→ **SUPPLIED RECORDS**
PR #3247, opened 2025-11-17
[combobox][select] Fix value type error with mergeProps

### LINKED ISSUE #3240: mergeProps can't infer value with Combobox.Root
```ts
import { Combobox } from '@base-ui-components/react/combobox';
import { mergeProps } from '@base-ui-components/react/merge-props';

mergeProps<typeof Combobox.Root<any>>({ value: null }, {});
```
I get:
```ts
Type 'null' is not assignable to type 'undefined'.
```

## Base UI version

Beta 5

atomiks:

Fix #3240

### DIFF
--- a/docs/reference/generated/combobox-root.json
+++ b/docs/reference/generated/combobox-root.json
@@ -13,9 +13,9 @@
       "detailedType": "Value[] | Value | null | undefined"
     },
     "value": {
-      "type": "Value[] | Value",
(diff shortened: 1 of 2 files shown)


atomiks:
@mnajdova  the overloads seemed necessary for `onValueChange` to have correct inference in all the cases the `spec.tsx` file has, but if we find an alt solution that still lets them all pass, that'd be better for sure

→ **WORK TO COMPLETE**
Retype each record exactly, leaving nothing out.

→ **RESPONSE FOR THIS EXERCISE**
PR #3247, opened 2025-11-17
[combobox][select] Fix value type error with mergeProps

### LINKED ISSUE #3240: mergeProps can't infer value with Combobox.Root
```ts
import { Combobox } from '@base-ui-components/react/combobox';
import { mergeProps } from '@base-ui-components/react/merge-props';

mergeProps<typeof Combobox.Root<any>>({ value: null }, {});
```
I get:
```ts
Type 'null' is not assignable to type 'undefined'.
```

## Base UI version

Beta 5

atomiks:

Fix #3240

### DIFF
--- a/docs/reference/generated/combobox-root.json
+++ b/docs/reference/generated/combobox-root.json
@@ -13,9 +13,9 @@
       "detailedType": "Value[] | Value | null | undefined"
     },
     "value": {
-      "type": "Value[] | Value",
(diff shortened: 1 of 2 files shown)


atomiks:
@mnajdova  the overloads seemed necessary for `onValueChange` to have correct inference in all the cases the `spec.tsx` file has, but if we find an alt solution that still lets them all pass, that'd be better for sure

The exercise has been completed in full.